### Exercise instructions:
Look through the lines below, find those with the word "logging", and copy them.

---+---

PR #2073, opened 2021-01-29
W&B epoch logging update

glenn-jocher:
## 🛠️ PR Summary

### 🌟 Summary
Improved logging consistency for Weights & Biases integration in YOLOv5 training.

### 📊 Key Changes
- Modified the `wandb.log` function call to include `step` and `commit` arguments.

### 🎯 Purpose & Impact
- 🎯 **Purpose**: To ensure that all metrics are logged with the correct epoch number in Weights & Biases, providing a consistent timeline during model training.
- 💥 **Impact**: Users will experience better tracking of their model's performance over time with more accurate epoch-wise visualization in Weights & Biases. This can aid in debugging and model optimization.

### DIFF
--- a/train.py
+++ b/train.py
@@ -364,7 +364,7 @@ def train(hyp, opt, device, tb_writer=None, wandb=None):
                 if tb_writer:
                     tb_writer.add_scalar(tag, x, epoch)  # tensorboard
                 if wandb:
-                    wandb.log({tag: x})  # W&B
+                    wandb.log({tag: x}, step=epoch, commit=tag == tags[-1])  # W&B
 
             # Update best mAP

---+---

### Answer for the task:
W&B epoch logging update
Improved logging consistency for Weights & Biases integration in YOLOv5 training.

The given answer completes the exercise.